Global coordination, the authors say, is vital to this transformation. The paper highlights the 2025 WHO Pandemic Agreement as a landmark commitment to equitable access to diagnostics, framed around a “whole-of-government, whole-of-society” approach. It complements the international “100 Days Mission,” which aims to make vaccines, treatments, and tests available within 100 days of detecting a new pathogen. Achieving this goal will require pre-positioning diagnostic tools and establishing clear regulatory standards for infectious virus quantification, areas that currently lack harmonized protocols.

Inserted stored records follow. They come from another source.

Issue #1, opened 2026-03-21
save-session.sh and run-consolidation.sh fail when installed via plugin cache (PROJECT_DIR path traversal)


DickSwart:
**Environment:**
- Claude Code with plugin system
- Plugin installed at: `~/.claude/plugins/cache/claude-plugins-official/remember/0.1.0/`
- Plugin version: 0.1.0

**Problem:**

When installed via the Claude Code plugin system (not manually copied into the project), `save-session.sh` and `run-consolidation.sh` resolve `PROJECT_DIR` to the wrong directory.

Both scripts compute the project root via path traversal from the script's own location:

```bash
PROJECT_DIR="$(cd "$(dirname "$0")/../../.." && pwd)"
```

The review also calls for embedding diagnostics within the One Health framework, which integrates human, animal, and environmental surveillance. Because most emerging infectious diseases are zoonotic in origin, early detection depends on shared monitoring systems that span veterinary and environmental data alongside human health metrics.

Finally, the authors stress the role of the laboratory medicine community in closing the global gap. They propose cross-border laboratory twinning programs, remote training platforms, and standardized quality assurance systems to strengthen local capacities. Digital technologies and AI-driven networks, they argue, should be used not just for data analysis but for equitable knowledge transfer.